Assignment:
Every line of the entries below that carries the string "better" should be copied.

Input:
PR #769, opened 2026-09-17
fix(eslint-markdown): ignore punctuation after gemoji and HTML entities in `no-double-punctuation`

### LINKED ISSUE #758: Bug: `no-double-punctuation` reports punctuation after gemoji and HTML entities
### Environment

ESLint version: 9.39.5
@eslint/markdown version: 8.0.3
eslint-markdown version: 0.17.0
Node version: 24.14.0
npm version: 11.9.0
Operating System: macOS 26.5

### Which language are you using?

commonmark & gfm

### What did you do?

<details>
<summary>Configuration</summary>

```js
import { defineConfig } from 'eslint/config';
import markdown from '@eslint/markdown';
import md from 'eslint-markdown';

export default defineConfig([
  {
    files: ['**/*.md'],
    plugins: {
      markdown,
      md,
    },
    language: 'markdown/commonmark',
    rules: {
      'md/no-double-punctuation': 'error',
    },
  },
]);
```

</details>

```md
This is :smile:.
Copyright &copy;.
```

Run the following command:

```sh
npm run lint
```

The same behavior occurs with both CommonMark and GFM.
The same behavior occurs with both CommonMark and GFM.

### What did you expect to happen?

No errors should be reported.

The colon is part of the gemoji, and the semicolon is part of the HTML entity. They should not be treated as consecutive punctuation with the period that follows.

### What actually happened?

The rule reports `:.` and `;.` as double punctuation:

Image

### Link to Minimal Reproducible Example

https://stackblitz.com/edit/stackblitz-starters-s1olntc4?file=eslint.config.js,commonmark.md

### Participation

- [x] I am willing to submit a pull request for this issue.

### AI acknowledgment

- [ ] No - I did not use AI to generate this issue report.
- [x] Yes - minimal assistance (e.g., IDE autocomplete, small code completions, grammar fixes).
- [ ] Yes - substantive assistance (AI-generated non-trivial portions of code, tests, or documentation).

### Additional comments

_No response_

tooth-is-silver:
## Prerequisites checklist

## AI acknowledgment

- [x] Yes - minimal assistance (e.g., IDE autocomplete, small code completions, grammar fixes).
- [ ] Yes - substantive assistance (AI-generated non-trivial portions of code, tests, or documentation).

`no-double-punctuation` reports the punctuation that follows a gemoji or an HTML entity, because the semicolon that closes them counts as the first of the pair. `Copyright &copy;! All rights reserved.` and `Nice work :+1:!` are both reported, even though neither contains double punctuation.

This makes the rule skip a match when the character before it closes a gemoji or an HTML entity.

Added `trailingGemojiRegex` and `trailingHtmlEntityRegex` to `src/core/constants.ts`, anchored to the end of the text.

Updated `no-double-punctuation` to test the text up to and including the first punctuation character against both, and to skip the match when either one matches.

`no-trailing-heading-punctuation` built its own end-anchored gemoji expression inline. It now imports the shared one instead.

I added the following test cases.

Valid:
- Punctuation after a gemoji, such as :+1:!
- Punctuation after an HTML entity, such as &copy;!

Invalid:
- Double punctuation that only looks like a gemoji is still reported
- Double punctuation that only looks like an HTML entity is still reported

The two new constants are covered in `src/core/constants.test.ts`, including the case where a gemoji or an entity is followed by more text rather than ending it.

- `npm run test`
- `npm run lint`

## Related Issues

fixes #758


packages/eslint-markdown/src/core/constants.ts
```diff
@@ -79,3 +79,31 @@ export const gemojiRegex =
...
+// --------------------------------------------------------------------------------
+// #region regex
+
+/**
+ * Regular expression for identifying a GitHub emoji code at the end of a line.
+ */
+export const trailingGemojiRegex = new RegExp(
+  `${gemojiRegex.source}$`,
+  gemojiRegex.flags,
+);
```
lumirlumir: I’m not sure this regex belongs here. I’d prefer to derive it from the original regex in the rule itself rather than maintain another similar version here for now.

We can consider moving it into a shared utility later if more than three or four patterns are used across the rules.

packages/eslint-markdown/src/core/constants.ts
```diff
@@ -79,3 +79,31 @@ export const gemojiRegex =
 
 // #endregion regex
 // --------------------------------------------------------------------------------
+
+// --------------------------------------------------------------------------------
+// #region regex
```
lumirlumir:
```suggestion

```

This region marker is for VS Code and we don’t need a separate one. Can we consolidate it into the existing one?

packages/eslint-markdown/src/core/constants.ts
```diff
@@ -79,3 +79,31 @@ export const gemojiRegex =
...
+export const trailingGemojiRegex = new RegExp(
+  `${gemojiRegex.source}$`,
+  gemojiRegex.flags,
+);
+
+// #endregion regex
+// --------------------------------------------------------------------------------
+
+// --------------------------------------------------------------------------------
+// #region regex
```
lumirlumir:
```suggestion

```

packages/eslint-markdown/src/core/constants.ts
```diff
@@ -79,3 +79,31 @@ export const gemojiRegex =
...
+/**
+ * Regular expression for identifying an HTML entity at the end of a line.
+ * - NOTE: These patterns are based on the `markdownlint`.
+ * @see https://github.com/DavidAnson/markdownlint/blob/v0.41.1/helpers/helpers.cjs#L32-L34
+ */
+export const trailingHtmlEntityRegex =
+  /&(?:#\d+|#[xX][\da-fA-F]+|[a-zA-Z]{2,31}|blk\d{2}|emsp1[34]|frac\d{2}|sup\d|there4);$/;
+
+// #endregion regex
+// --------------------------------------------------------------------------------
```
lumirlumir, line 89:
```suggestion
```

packages/eslint-markdown/src/core/constants.ts
```diff
@@ -79,3 +79,31 @@ export const gemojiRegex =
...
+// #region regex
+
+/**
+ * Regular expression for identifying an HTML entity at the end of a line.
+ * - NOTE: These patterns are based on the `markdownlint`.
+ * @see https://github.com/DavidAnson/markdownlint/blob/v0.41.1/helpers/helpers.cjs#L32-L34
+ */
+export const trailingHtmlEntityRegex =
+  /&(?:#\d+|#[xX][\da-fA-F]+|[a-zA-Z]{2,31}|blk\d{2}|emsp1[34]|frac\d{2}|sup\d|there4);$/;
```
lumirlumir:
```suggestion
export const htmlEntityRegex =
  /&(?:#\d+|#[xX][\da-fA-F]+|[a-zA-Z]{2,31}|blk\d{2}|emsp1[34]|frac\d{2}|sup\d|there4);/;
```

This pattern could also serve as a general-purpose regex in the future, so I think it would be better to decouple it from the `$` regex symbol, as we do with `gemojiRegex`.

It would also be better to derive it in the rule itself using `new RegExp()` and append `$` there.

lumirlumir (changes requested):

packages/eslint-markdown/src/core/constants.ts
tooth-is-silver: Updated in [06b9f37](https://github.com/eslint-markdown/eslint-markdown/pull/769/commits/06b9f376fed8992957067b81c80f927cb62997ee)

packages/eslint-markdown/src/core/constants.ts
tooth-is-silver: Updated in [d45ab68](https://github.com/eslint-markdown/eslint-markdown/pull/769/commits/d45ab6800cfac8d76ab372982bfc1fcbb25c6d45)

packages/eslint-markdown/src/core/constants.ts
tooth-is-silver: Thank you for the feedback. I’ve updated it to derive the regex within each rule.

packages/eslint-markdown/src/core/constants.test.ts
```diff
@@ -248,5 +249,17 @@ describe('constants', () => {
         });
       });
     });
+
+    describe('htmlEntityRegex', () => {
```
lumirlumir, line 253: Could you add more comprehensive tests for `htmlEntityRegex` here?

As you can see with `gemojiRegex`, we have many tests to help prevent potential regressions.

It would be helpful to add test cases for `#\d+`, `#[xX][\da-fA-F]+`, `[a-zA-Z]{2,31}`, `blk\d{2}`, `emsp1[34]`, and all the other patterns separated by the `|` marker.

lumirlumir (changes requested):

packages/eslint-markdown/src/core/constants.test.ts
tooth-is-silver: Updated id [f67e7c2](https://github.com/eslint-markdown/eslint-markdown/pull/769/commits/f67e7c2ca06c68254b4bac42ef703a5856956842)

tooth-is-silver:
@lumirlumir 
I added two test cases for HTML entities and reorganized the existing tests for clarity. [f67e7c2](https://github.com/eslint-markdown/eslint-markdown/pull/769/commits/f67e7c2ca06c68254b4bac42ef703a5856956842)

packages/eslint-markdown/src/rules/no-double-punctuation.test.ts
lumirlumir: Can we also add the following `valid` test case here as well?

```md
:banana::tada::confetti_ball::partying_face:
```

packages/eslint-markdown/src/rules/no-double-punctuation.test.ts
```diff
@@ -61,6 +61,24 @@ ruleTester('no-double-punctuation', rule, {
...
     },
+    // gemoji
+    {
+      name: 'gemoji',
+      code: 'This is :smile:.',
+    },
+    {
+      name: 'gemoji',
+      code: 'This is :smile:. Next sentence.',
+    },
```
lumirlumir:
```suggestion
    },
    {
      name: 'gemoji - 3',
      code: 'hi.:tada:',
    },
```

There’s still a bug when a gemoji or HTML entity appears later in the text.

I think we can first mask the gemoji or HTML entity with whitespace and then check for consecutive punctuation.

For example:

```
hi.:tada:bye
   ^^^^^^
```

would become:

```
hi.      bye
   ^^^^^^
```

We could then apply the existing logic so that gemoji and HTML entities don’t interfere with the consecutive-punctuation check.

lumirlumir (changes requested):

packages/eslint-markdown/src/core/constants.ts
```diff
@@ -77,5 +77,13 @@ export const escapedTrailingBackslashRegex = /(?<=(?<!\\)(?:\\{2})*)\\$/u;
 export const gemojiRegex =
   /:(?:[abmovx]|[-+]1|100|1234|(?:1st|2nd|3rd)_place_medal|8ball|clock\d{1,4}|e-mail|non-potable_water|o2|t-rex|u5272|u5408|u55b6|u6307|u6708|u6709|u6e80|u7121|u7533|u7981|u7a7a|[a-z]{2,15}2?|[a-z]{1,14}(?:_[a-z\d]{1,16})+):/;
 
+/**
+ * Regular expression for identifying an HTML entity.
+ * - NOTE: This pattern is based on `markdownlint`.
+ * @see https://github.com/DavidAnson/markdownlint/blob/v0.41.1/helpers/helpers.cjs#L32-L34
+ */
+export const htmlEntityRegex =
```
lumirlumir: `sourceCode.getText()` preserves Markdown backslashes, so `htmlEntityRegex` currently recognizes `\&copy;` as an HTML entity even though GitHub renders it literally as `&copy;`.

This causes false negatives in both rules:

- `no-double-punctuation`: `\&copy;.` incorrectly ignores `;.`
- `no-trailing-heading-punctuation`: `# \&copy;` incorrectly ignores the trailing `;`

Since both rules use `htmlEntityRegex` against raw Markdown source, could we make the shared regex itself escape-aware?

```ts
export const htmlEntityRegex =
  /(?<=(?<!\\)(?:\\{2})*)&(?:#\d+|#[xX][\da-fA-F]+|[a-zA-Z]{2,31}|blk\d{2}|emsp1[34]|frac\d{2}|sup\d|there4);/;
```

This should apply only to HTML entities. GitHub still renders `\:smile:` as an emoji, so `gemojiRegex` should remain unchanged.

Could you also add:

- Odd/even backslash coverage to `constants.test.ts`
- A `\&copy;.` regression test for `no-double-punctuation`
- A `# \&copy;` regression test for `no-trailing-heading-punctuation`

Task answer:
This pattern could also serve as a general-purpose regex in the future, so I think it would be better to decouple it from the `$` regex symbol, as we do with `gemojiRegex`.
It would also be better to derive it in the rule itself using `new RegExp()` and append `$` there.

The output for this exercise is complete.